The simplest, not the only
Here is the part that matters for keeping the argument honest. Every step above chose a family, and every choice has siblings that satisfy the same assumption. Diminishing returns on R is satisfied by a logarithm, a square root, and a saturating sigmoid alike. Compounding on K is satisfied by any exponent above one, and by other accelerating curves besides. Gap-closing by G could be linear or gently curved. The assumptions pin down the shape — rising-and-flattening, accelerating, gap-proportional — not the exact function.
So the equation is best read as one member of a family: the simplest curves that respect three qualitative commitments. What would settle the specific forms is not more argument but measurement — fitting the family to matched tasks where R, K, and G are varied and Q is scored, and seeing which member the data prefers. That is why the parent framework labels the functional forms an assumption (A4) rather than a result, and why we would rather concede the exact curves now than defend them prematurely. The contribution the framework is making is not “β equals some number.” It is the prior claim that R, K, and G are separable factors worth measuring at all.
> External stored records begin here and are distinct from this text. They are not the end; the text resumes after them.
PR #3573, opened 2025-07-29
[CONFIGURATION] File configuration - configuration example

marcalff:
Contributes to #2481

This is a partial fix, to implement a configuration example application.

## Changes

* Implement an example application, using yaml configuration
* Implement example extension points

### DIFF
--- a/examples/configuration/custom_log_record_exporter.cc
+++ b/examples/configuration/custom_log_record_exporter.cc
@@ -1,0 +1,35 @@
+// Copyright The OpenTelemetry Authors
+// SPDX-License-Identifier: Apache-2.0
+
+#include "opentelemetry/sdk/common/global_log_handler.h"
+#include "opentelemetry/sdk/logs/read_write_log_record.h"
+#include "opentelemetry/sdk/logs/recordable.h"
+
+#include "custom_log_record_exporter.h"
+
+std::unique_ptr<opentelemetry::sdk::logs::Recordable>
+CustomLogRecordExporter::MakeRecordable() noexcept
+{
+  auto recordable = std::make_unique<opentelemetry::sdk::logs::ReadWriteLogRecord>();
+  return recordable;
+}
+
+opentelemetry::sdk::common::ExportResult CustomLogRecordExporter::Export(
+    const opentelemetry::nostd::span<std::unique_ptr<opentelemetry::sdk::logs::Recordable>>
+        & /* records */) noexcept
+{
+  OTEL_INTERNAL_LOG_ERROR("CustomLogRecordExporter::Export(): YOUR CODE HERE");
+  return opentelemetry::sdk::common::ExportResult::kSuccess;
+}
+
+bool CustomLogRecordExporter::ForceFlush(std::chrono::microseconds /* timeout */) noexcept
+{
+  OTEL_INTERNAL_LOG_ERROR("CustomLogRecordExporter::ForceFlush(): YOUR CODE HERE");
+  return false;
+}
+
+bool CustomLogRecordExporter::Shutdown(std::chrono::microseconds /* timeout */) noexcept
+{
+  OTEL_INTERNAL_LOG_ERROR("CustomLogRecordExporter::Shutdown(): YOUR CODE HERE");
+  return false;
+}
--- a/examples/configuration/custom_span_exporter_builder.cc
+++ b/examples/configuration/custom_span_exporter_builder.cc
@@ -1,0 +1,30 @@
+// Copyright The OpenTelemetry Authors
+// SPDX-License-Identifier: Apache-2.0
+
+#include <string>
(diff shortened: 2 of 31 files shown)


examples/configuration/custom_log_record_exporter.cc
```diff
@@ -0,0 +1,35 @@
...
+{
+  auto recordable = std::make_unique<opentelemetry::sdk::logs::ReadWriteLogRecord>();
+  return recordable;
+}
+
+opentelemetry::sdk::common::ExportResult CustomLogRecordExporter::Export(
+    const opentelemetry::nostd::span<std::unique_ptr<opentelemetry::sdk::logs::Recordable>>
+        & /* records */) noexcept
+{
+  OTEL_INTERNAL_LOG_ERROR("CustomLogRecordExporter::Export(): YOUR CODE HERE");
```
dbarker, line 21: Logging an error and returning success seems unexpected here. Consider removing the log line or returning failure.

examples/configuration/custom_span_processor.cc
```diff
@@ -0,0 +1,44 @@
...
+{
+  auto recordable = std::make_unique<opentelemetry::sdk::trace::SpanData>();
+  return recordable;
+}
+
+void CustomSpanProcessor::OnStart(
+    opentelemetry::sdk::trace::Recordable & /* span */,
+    const opentelemetry::trace::SpanContext & /* parent_context */) noexcept
+{
+  OTEL_INTERNAL_LOG_ERROR("CustomSpanProcessor::OnStart(): YOUR CODE HERE");
```
dbarker, line 24: Should these internal log lines be debug or info instead of error?

examples/configuration/custom_span_processor.h
```diff
@@ -0,0 +1,37 @@
...
+               const opentelemetry::trace::SpanContext &parent_context) noexcept override;
+
+  void OnEnd(std::unique_ptr<opentelemetry::sdk::trace::Recordable> &&span) noexcept override;
+
+  bool ForceFlush(std::chrono::microseconds timeout) noexcept override;
+
+  bool Shutdown(std::chrono::microseconds timeout) noexcept override;
+
+private:
+  std::string m_comment;
```
dbarker: nit - style

examples/configuration/custom_span_exporter_builder.cc
```diff
@@ -0,0 +1,30 @@
...
+#include "custom_span_exporter.h"
+#include "custom_span_exporter_builder.h"
+
+std::unique_ptr<opentelemetry::sdk::trace::SpanExporter> CustomSpanExporterBuilder::Build(
+    const opentelemetry::sdk::configuration::ExtensionSpanExporterConfiguration *model) const
+{
+  // Read yaml attributes
+  std::string comment = model->node->GetRequiredString("comment");
+
+  auto sdk = std::make_unique<CustomSpanExporter>(comment);
```
dbarker, line 21: The "comment" value doesn't seem to be used or stored with the CustomSpanExporter or CustomSampler. Should it be a member of these classes?

examples/configuration/custom_log_record_exporter.cc
marcalff: This is template code, to show how to implement a custom extension point (here a log record exporter), and register it with the registry, so it becomes available in the yaml configuration file.

By definition, this template code is incomplete and not functional.

Logging an error is the safest way to make sure people will notice it, so they know where in the code to provide the missing implementation for an extension point.

The most important part is "YOUR CODE HERE".

The code returns ok, acting as a no-op extension point, given it is not implemented (it does nothing).

examples/configuration/custom_span_processor.cc
marcalff: Error is more visible, pointing exactly which part of the template code needs to be provided.

What the example is about:

* show how to expose an extension point to the yaml machinery, by registering a custom builder.

What the example is not about:

* implement a fully functional extension point, with or without yaml.

examples/configuration/custom_span_processor.h
marcalff: Fixed.

examples/configuration/custom_span_exporter_builder.cc
marcalff: This is template code.

To implement a custom span exporter for example, for a different protocol, the custom span exporter will most likely need some properties defined in yaml, like an endpoint, and possibly more properties.

This code shows how to extract a property from the yaml configuration file, and use it in the code.

Using the same pattern:

```
  std::string my_endpoint = model->node->GetRequiredString("my_endpoint");
```

is typically what people will need, so the code provides an example about how to extract data.

Indeed the comment property is not used, but the point here is to show how to get the value for it, not how to use it.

- Multiplicative combination
- Reasoning and knowledge combine as a product, not a sum, because a severe deficiency in either strongly suppresses quality. A modeling choice about interaction — an empirical fit may add a small baseline or residual term.
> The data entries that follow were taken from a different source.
PR #3591, opened 2025-08-13
[resource_detectors] implementation of process resource detector as per semconv

nikhilbhatia08:
Fixes # (issue)

## Changes
Implements process detector currently for attributes - [process.pid, process.executable.path, process.command], the next pull request will implement more of the process attributes. Added tests.

reference - https://github.com/open-telemetry/semantic-conventions/blob/main/docs/resource/process.md#selecting-process-attributes


nikhilbhatia08:
The tests on the latest commit fail because psapi.h is included first and then windows.h, but if we try to include windows.h first and then include psapi.h then it would fail the format test. What can be done for this any suggestions ?

lalitb:
> The tests on the latest commit fail because psapi.h is included first and then windows.h, but if we try to include windows.h first and then include psapi.h then it would fail the format test. What can be done for this any suggestions ?

What is the format error? You switch off the clang/iwyu check for that portion of the include, depending on the error you are getting.

nikhilbhatia08:
If I run format of ci then I'm getting this error

```
The following files have changes:
resource_detectors/process_detector_utils.cc
diff --git a/resource_detectors/process_detector_utils.cc b/resource_detectors/process_detector_utils.cc
index cb6e064..d20f367 100644
--- a/resource_detectors/process_detector_utils.cc
+++ b/resource_detectors/process_detector_utils.cc
@@ -7,8 +7,8 @@
 #include <string>
 
 #ifdef _MSC_VER
-#  include <windows.h>
 #  include <psapi.h>
+#  include <windows.h>
 #else
 #  include <sys/types.h>
 #  include <unistd.h>
```

So if I include psapi.h first and then windows.h, the windows.h header redefines some macros present in psapi.h, that is why windows.h should be included first, but doing so gives the above format error.

But now I got how to disable the format error for this part of code. Thanks 👍🏻 !

resource_detectors/process_detector_utils.cc
```diff
@@ -0,0 +1,113 @@
...
+  if (!wcmd)
+    return std::string();
+
+  // Convert UTF-16 to UTF-8
+  int size_needed = WideCharToMultiByte(CP_UTF8, 0, wcmd, -1, NULL, 0, NULL, NULL);
+  if (size_needed <= 0)
+    return std::string();
+
+  std::string utf8_command(size_needed - 1, 0);  // exclude null terminator
+  WideCharToMultiByte(CP_UTF8, 0, wcmd, -1, &utf8_command[0], size_needed, NULL, NULL);
```
dbarker, line 90: Can this still fail and return zero?

resource_detectors/process_detector_utils.cc
```diff
@@ -0,0 +1,113 @@
...
+#endif
+}
+
+std::string GetCommand(const int32_t &pid)
+{
+#ifdef _MSC_VER
+  // On Windows, GetCommandLineW only works for the CURRENT process,
+  // so we ignore `pid` and just return the current process's command line.
+  LPCWSTR wcmd = GetCommandLineW();
+  if (!wcmd)
```
dbarker, line 77: nit - style. missing braces.

resource_detectors/process_detector_utils.cc
```diff
@@ -0,0 +1,113 @@
...
+    return std::string();
+
+  // Convert UTF-16 to UTF-8
+  int size_needed = WideCharToMultiByte(CP_UTF8, 0, wcmd, -1, NULL, 0, NULL, NULL);
+  if (size_needed <= 0)
```
dbarker, line 84: nit - style. missing braces.

resource_detectors/process_detector.cc
```diff
@@ -0,0 +1,50 @@
...
+#  define getpid _getpid
+#else
+#  include <unistd.h>
+#endif
+
+OPENTELEMETRY_BEGIN_NAMESPACE
+namespace resource_detector
+{
+
+opentelemetry::sdk::resource::Resource ProcessResourceDetector::Detect() noexcept
```
dbarker, line 31: Please check if the utility functions can throw exceptions. If so please handle them appropriately so Detect does not result in a call to std::terminate. Check out the otel error handling policy for guidance https://opentelemetry.io/docs/specs/otel/error-handling/.

resource_detectors/CMakeLists.txt
```diff
@@ -1,8 +1,10 @@
 # Copyright The OpenTelemetry Authors
 # SPDX-License-Identifier: Apache-2.0
 
-add_library(opentelemetry_resource_detectors container_detector_utils.cc
-                                             container_detector.cc)
+add_library(
+  opentelemetry_resource_detectors
+  container_detector_utils.cc container_detector.cc process_detector.cc
+  process_detector_utils.cc)
```
dbarker, line 7: Since we now have multiple "detail" files for the utility methods please create a detail folder in "include/opentelemetry/resource_detectors" and put them all there. Then it will be clear to SDK users that these headers should not be used. The detail folder can also then be excluded from install with cmake (through the otel_add_component function).

resource_detectors/process_detector.cc
nikhilbhatia08: But I'm using `utility` for `std::move` and it's a pure cast which can not throw any error and will not resut in std::terminate

dbarker:
Thanks for the PR! Please see comments above.

resource_detectors/process_detector.cc
dbarker: I'm thinking of the methods from `process_detector_utils.h` (or any functions called by the Detect implementation). Since Detect is marked noexcept any unhandled exceptions will result in std::terminate.

nikhilbhatia08: Then I will wrap the Detect function using a `try catch` block and then use `OTEL_INTERNAL_LOG_ERROR`, will that be ok ?

resource_detectors/process_detector.cc
```diff
@@ -0,0 +1,50 @@
...
+{
+  int32_t pid = getpid();
```
dbarker, line 33: getpid() appears deprecated on Windows. This may need OS specific handling. 
https://learn.microsoft.com/en-us/cpp/c-runtime-library/reference/posix-getpid?view=msvc-170

resource_detectors/process_detector.cc
dbarker: Wrapping each of the process_detector_utils.h method calls in try/catch seams reasonable if they can throw.

resource_detectors/process_detector.cc
nikhilbhatia08: Actually we are using` _getpid` just used a `#define getpid _getpid`

resource_detectors/process_detector_utils.cc
nikhilbhatia08: Not sure, but as it is getting checked above for the zero condition, I don't think that it will return zero below after already it being checked.

resource_detectors/process_detector.cc
dbarker: Thanks. I missed that.

resource_detectors/test/process_detector_test.cc
```diff
@@ -0,0 +1,48 @@
+// Copyright The OpenTelemetry Authors
+// SPDX-License-Identifier: Apache-2.0
+
+#include <gtest/gtest.h>
+#include <stdint.h>
+#include <cstdio>
+#include <fstream>
+#include <string>
+
+#include "opentelemetry/resource_detectors/process_detector_utils.h"
```
dbarker: Can `GetCommand` and `GetExecutablePath` be tested?

nikhilbhatia08: Yes they can be tested, but we would need to off the test for macos. And then to test it we could normally fetch it as how we are fetching the attributes using the function

nikhilbhatia08:
For the tests added now and resource detectors tests in general we need to enable the tests `-DWITH_RESOURCE_DETECTORS_PREVIEW=ON` or else they will go untested as the actions ran in the previous commit.

resource_detectors/include/opentelemetry/resource_detectors/detail/process_detector_utils.h
```diff
@@ -0,0 +1,51 @@
...
+ * for example - /proc/<pid>/cmdline, /proc/<pid>/exe
+ */
+std::string FormFilePath(const int32_t &pid, const char *process_type);
+
+/**
+ * Retrieves the absolute file system path to the executable for a given PID.
+ *
+ * Platform-specific behavior:
+ *   - Windows: Uses OpenProcess() + GetProcessImageFileNameW().
+ *   - Linux/Unix: Reads the /proc/<pid>/exe symbolic link.
```
lalitb, line 27: nit - Add a TODO for Darwin?

nikhilbhatia08: Yeah sure.

resource_detectors/process_detector_utils.cc
```diff
@@ -0,0 +1,117 @@
...
+  std::ifstream command_line_file(command_line_path, std::ios::in | std::ios::binary);
+  std::getline(command_line_file, command, '\0');
+  return command;
+}
+
+std::string FormFilePath(const int32_t &pid, const char *process_type)
+{
+  char buff[64];
+  int len = std::snprintf(buff, sizeof(buff), "/proc/%d/%s", pid, process_type);
+  return std::string(buff, len);
```
lalitb, line 121: There's an issue here - `snprintf` returns the number of characters that would potentially be written, which can exceed the buffer length. This means we attempt to create a std::string using more characters than the buffer actually contains, leading to undefined behavior.

nikhilbhatia08: If the len variable exceeds the buffer length then we can just return the string with buffer length like 
`return std::string(buff, sizeof(buff) - 1)` so that it does not crash.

- Knowledge sufficiency (K)
- Not corpus size or context volume, but the accurate, relevant, retrievable knowledge available to the task. The compounding claim holds for usable knowledge, not raw documents.
- Diminishing marginal return
- Each added unit of R is worth less than the last (f″ < 0). That alone does not pick a curve; choosing the simplest inverse-linear schedule is what yields a logarithm.
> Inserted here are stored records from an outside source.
PR #3599, opened 2025-08-21
[CMAKE] upgrade cmake minimum version to 3.16

### LINKED ISSUE #3598: Upgrade CMake minimum required version to 3.16
In order to upgrade several of the project's dependencies (googletest, benchmark, grpc, protobuf) to more recent versions (See https://github.com/open-telemetry/opentelemetry-cpp/issues/3525) we'll need to upgrade the CMake minimum required version to 3.16. This issue is to track that effort. 

Seeking feedback! Please post in the thread below with any feedback/concerns about the CMake min version bump to 3.16.

dbarker:
Fixes #3598 

## Changes
- upgrade cmake min version from 3.14 to 3.16
- test against 3.16 in CI

### DIFF
--- a/CMakeLists.txt
+++ b/CMakeLists.txt
@@ -1,7 +1,7 @@
 # Copyright The OpenTelemetry Authors
 # SPDX-License-Identifier: Apache-2.0
 
-cmake_minimum_required(VERSION 3.14)
+cmake_minimum_required(VERSION 3.16)
 
 # See https://cmake.org/cmake/help/latest/policy/CMP0074.html required by
 # certain version of zlib which CURL depends on.
--- a/CMakeLists.txt
+++ b/CMakeLists.txt
@@ -3,22 +3,6 @@
 
 cmake_minimum_required(VERSION 3.16)
 
-# See https://cmake.org/cmake/help/latest/policy/CMP0074.html required by
-# certain version of zlib which CURL depends on.
-if(${CMAKE_VERSION} VERSION_GREATER_EQUAL "3.12")
-  cmake_policy(SET CMP0074 NEW)
-endif()
-
-# Allow to use normal variable for option()
-if(${CMAKE_VERSION} VERSION_GREATER_EQUAL "3.13")
-  cmake_policy(SET CMP0077 NEW)
-endif()
-
-# Prefer CMAKE_MSVC_RUNTIME_LIBRARY if possible
-if(POLICY CMP0091)
-  cmake_policy(SET CMP0091 NEW)
-endif()
-
 if(POLICY CMP0092)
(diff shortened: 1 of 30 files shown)


install/test/cmake/component_tests/exporters_elasticsearch/CMakeLists.txt
```diff
@@ -1,7 +1,7 @@
 # Copyright The OpenTelemetry Authors
 # SPDX-License-Identifier: Apache-2.0
 
-cmake_minimum_required(VERSION 3.14)
+cmake_minimum_required(VERSION 3.16)
```
ThomsonTan, line 4: Is the root `CMakeLists.txt` referenced in these test? If no, probably extract all the versions into a shared location.

CMakeLists.txt
```diff
@@ -1,7 +1,7 @@
 # Copyright The OpenTelemetry Authors
 # SPDX-License-Identifier: Apache-2.0
 
-cmake_minimum_required(VERSION 3.14)
+cmake_minimum_required(VERSION 3.16)
```
marcalff, line 4: Please check if some cmake_poliy() calls can be removed.

In my understanding, CMP0074, CMP0077 and CMP0091 can be removed, they are set as NEW due to the minimum version.

For CMP0092, to investigate.

install/test/cmake/component_tests/exporters_elasticsearch/CMakeLists.txt
dbarker: The root CMake lists file for the project isn't referenced in the install tests. Each of these tests is an independent CMake project and needs to have the minimum defined. We could define the minimum in a separate CMake script file and include it everywhere but I'm leaning towards keeping the minimum version set explicitly in each file for readability. Using find/replace all feels reasonable to bump the version. What do you think?

CMakeLists.txt
dbarker: Thanks. I've removed the policies that are the new default with 3.16. Leaving CMP0092 as is (set to OLD). This should be addressed in the future though - generally we shouldn't be setting old policies for too long.

install/test/cmake/component_tests/exporters_elasticsearch/CMakeLists.txt
ThomsonTan: Makes sense to leave the version requirement and use find/replace for version bump.

CMakeLists.txt
ThomsonTan: Yes, I think we still need CMP0092 for now.

marcalff (approved):
LGTM, thanks for the fix.

PR #524, opened 2024-02-26
Hotfix add labelled rule logging for kore

jberthold:
The rule logging used for `kore-rpc` in log level `RewriteKore` outputs rule locations but not rule labels for successful rewrites. This PR adds another log option which outputs each applied rule with its label.
This is important for rules added via `add-module` requests which don't usually have rule locations  (but do have labels).

### DIFF
--- a/tools/booster/Stats.hs
+++ b/tools/booster/Stats.hs
@@ -43,13 +43,13 @@ instance (Floating a, PrintfArg a, Ord a) => Pretty (RequestStats a) where
                 <+> withUnit stats.average
                 <+> parens ("+-" <+> withUnit stats.stddev)
                 <> ", range"
-                    <+> brackets (withUnit stats.minVal <> ", " <> withUnit stats.maxVal)
+                <+> brackets (withUnit stats.minVal <> ", " <> withUnit stats.maxVal)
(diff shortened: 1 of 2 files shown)


tools/booster/Stats.hs
```diff
@@ -43,13 +43,13 @@ instance (Floating a, PrintfArg a, Ord a) => Pretty (RequestStats a) where
...
                 <> ", range"
-                    <+> brackets (withUnit stats.minVal <> ", " <> withUnit stats.maxVal)
+                <+> brackets (withUnit stats.minVal <> ", " <> withUnit stats.maxVal)
             , "Total time in kore-rpc code:"
                 <+> withUnit stats.koreTotal
             , "Average time per request in kore-rpc code:"
                 <+> withUnit stats.koreAverage
                 <> ", max"
-                    <+> withUnit stats.koreMax
+                <+> withUnit stats.koreMax
```
jberthold, line 52: This was added by fourmolu-0.14.0.0, which I am supposed to use since the upgrade.

jberthold: ... and now CI's formatting run removed it :exploding_head: :man_shrugging:

geo2a (approved):

PR #531, opened 2024-02-29
Remove spurious newline from log messages

geo2a:
I did not realize  that `defaultLogStr` already adds a newline at the end --- no need to use `hPutStrLn`


jberthold (approved):
LGTM. Little details :-)
Maybe we should check/ catch such a thing in a test. A unit test might be possible now that the logging helper lives in the library. Otherwise a simple integration test that captures output and compares log strings.

PR #537, opened 2024-03-05
Remove code that handles outputting eventlog into a file

geo2a:
This functionality is not useful, and can be implemented on top of the JSON-logging infrastructure introduced in #516


goodlyrottenapple (approved):

jberthold (approved):
:fire:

- Increasing marginal return
- Each added unit of usable K is worth more than the last — the assumption that forces a power law with exponent above one.
- Gap-proportional amplification
- Structure closes a fraction of the distance to the ceiling, so it helps weaker systems more — the assumption behind the linear (1−R), (1−K) terms.
- Closure ceiling (λ)
- The clean form lets G = 1 close the gap fully; in practice structure lifts a weak base rather than replacing it, so calibration would likely cap the gap-closing term below 1.
- Candidate family
- The assumptions fix the qualitative shape, not the exact function; the specific curves are to be fit to data, not asserted.